We introduce the (Wishart) projection mechanism, a randomized map of the form $S \mapsto M f(S)$ with $M \sim W_d(1/r I_d, r)$ and study its differential privacy properties. For vector-valued queries $f$, we prove non-asymptotic DP guarantees without any additive noise, showing that Wishart randomness alone can suffice. For matrix-valued queries, however, we establish a sharp negative result: in the noise-free setting, the mechanism is not DP, and we demonstrate its vulnerability by implementing a near perfect membership inference attack (AUC $> 0.99$). We then analyze a noisy variant and prove privacy amplification due to randomness and low rank projection, in both large- and small-rank regimes, yielding stronger privacy guarantees than additive noise alone. Finally, we show that LoRA-style updates are an instance of the matrix-valued mechanism, implying that LoRA is not inherently private despite its built-in randomness, but that low-rank fine-tuning can be more private than full fine-tuning at the same noise level. Preliminary experiments suggest that tighter accounting enables lower noise and improved accuracy in practice.

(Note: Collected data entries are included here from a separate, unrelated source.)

PR #3904, opened 2016-07-05
Make routing configurations chainable

timbussmann:

Should we allow to chain routing configs?

e.g.
```
config.UseTransport<Xyz>().Routing()
    .RouteToEnpoint(msg1, "dest1")
    .RouteToEndpoint(msg2, "dest2")
    .InstanceMapping()....
```

ping @bording @DavidBoike @Particular/nservicebus-maintainers

### DIFF
--- a/src/NServiceBus.Core.Tests/API/APIApprovals.ApproveNServiceBus.approved.txt
+++ b/src/NServiceBus.Core.Tests/API/APIApprovals.ApproveNServiceBus.approved.txt
@@ -905,10 +905,13 @@ namespace NServiceBus
     }
     public class RoutingSettings : NServiceBus.Configuration.AdvanceExtensibility.ExposeSettings
     {
-        public void RouteToEndpoint(System.Type messageType, string destination) { }
+        public NServiceBus.RoutingSettings RouteToEndpoint(System.Type messageType, string destination) { }
     }
-    public class RoutingSettings<T> : NServiceBus.RoutingSettings
-        where T : NServiceBus.Transports.TransportDefinition { }
+    public class RoutingSettings<T> : NServiceBus.Configuration.AdvanceExtensibility.ExposeSettings
+        where T : NServiceBus.Transports.TransportDefinition
+    {
+        public NServiceBus.RoutingSettings<T> RouteToEndpoint(System.Type messageType, string destination) { }
+    }
     public class static RoutingSettingsExtensions
     {
         public static NServiceBus.RoutingSettings Routing(this NServiceBus.TransportExtensions config) { }
--- a/src/NServiceBus.Core/Routing/RoutingSettings.cs
+++ b/src/NServiceBus.Core/Routing/RoutingSettings.cs
@@ -21,21 +21,32 @@
         /// </summary>
         /// <param name="messageType">Message type.</param>
         /// <param name="destination">Destination endpoint.</param>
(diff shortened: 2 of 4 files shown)


bording:
LGTM :+1: 

Should we make any of the other config options do the same thing, for example the `RegisterPublisher` methods?

timbussmann:
> Should we make any of the other config options do the same thing, for example the RegisterPublisher methods?

I think we should align them, yes. Would address that in a different PR though

SimonCropp:
-1 for more broken fluent api

```
config.UseTransport<Xyz>().Routing()
    .RouteToEndpoint(msg1, "dest1")
    .RouteToEndpoint(msg2, "dest2")
    .InstanceMapping().
```

to me this reads as "rout messages to dest1 then route message to dest2" which makes no sense. 

the problem with our fluent apis is they are ambiguous. in the above example `RouteToEndpoint` adds config to `Routing()`. so if i apply that consistently the second `RouteToEndpoint` extends the first `RouteToEndpoint` and `InstanceMapping1` extends all of the above.

Look at the definitive example of a real fluent API in .net https://github.com/jagregory/fluent-nhibernate/wiki/Getting-started#fluent-nhibernate-equivalent  each fluent method extends the previous context.

As a general rule: if a "fluent API" method returns the same thing it extends, it is ambiguous and broken.

this is the reason our samples and snippets avoid using the fluent versions of things http://docs.particular.net/nservicebus/messaging/routing#unicast-routing-endpoint-instance-mapping-layer-using-config-file

timbussmann:
fair arguments. Can we get some more opinions on this?

danielmarbach:
My problem is that I don't have that much experience like @SimonCropp 
Since in the past few months we tried to avoid fluent APIs as much as possible because of the arguments  outlined by @SimonCropp I would lean towards applying here the same. But like I said I could be cargo-culting here.

timbussmann:
discussed @SimonCropp argument with @bording and we agree that it's probably better to stay with the current API since the the tiny bit of convenience added is not worth it. Closing this then.

DavidBoike:
I was on vacation so I missed out on this discussion. I do think this may have been cargo-culted a little bit and want to add my viewpoints.

If we do not do fluent, we will soon get requests for fluent, because the user will assume they need to do this:

```
config.UseTransport<Xyz>().Routing().RouteToEndpoint(msg1, "dest1");
config.UseTransport<Xyz>().Routing().RouteToEndpoint(msg2, "dest2");
config.UseTransport<Xyz>().Routing().RouteToEndpoint(msg3, "dest3");
```

...rather than:

```
var routing = config.UseTransport<Xyz>().Routing();
routing.RouteToEndpoint(msg1, "dest1");
routing.RouteToEndpoint(msg2, "dest2");
routing.RouteToEndpoint(msg3, "dest3");
```

I get why the V4 fluent API was evil. It wasn't additive and order actually mattered. A lot. But this is not that. This is a completely additive and ordering does not matter at all. it's just a keystroke saver to make things look nice.

To @SimonCropp's point that multiple `.RouteToEndpoint()` seems to say "route here AND THEN here" then I think we have the method name wrong, but that shouldn't rule out a fluent API. Something like `.AddRule()` or `.AddRoutingRule()` might be better.

Additionally, those who would prefer to not use the API fluently don't have to. They can create a `routing` variable and go line by line. I think that option is better than forcing users to do so by returning void.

翻译：我们引入（Wishart）投影机制，这是一种形式为$S \mapsto M f(S)$的随机映射，其中$M \sim W_d(1/r I_d, r)$，并研究其差分隐私特性。对于向量值查询$f$，我们证明了无需任何加性噪声的非渐近DP保证，表明仅Wishart随机性即可满足隐私需求。然而对于矩阵值查询，我们建立了明确的负面结论：在无噪声设置下，该机制不具备DP性质，并通过实现接近完美的成员推理攻击（AUC $> 0.99$）验证其脆弱性。随后我们分析含噪声变体，在大秩与小秩两种情形下证明了随机性与低秩投影带来的隐私放大效应，其隐私保障强于单独使用加性噪声。最后，我们指出LoRA式更新是矩阵值机制的一个实例，这意味着尽管LoRA具有内置随机性，但其本身并不具备固有隐私性；不过与相同噪声水平下的全参数微调相比，低秩微调可获得更强隐私保护。初步实验表明，更严格的隐私核算机制在实践中能够实现更低噪声与更高精度。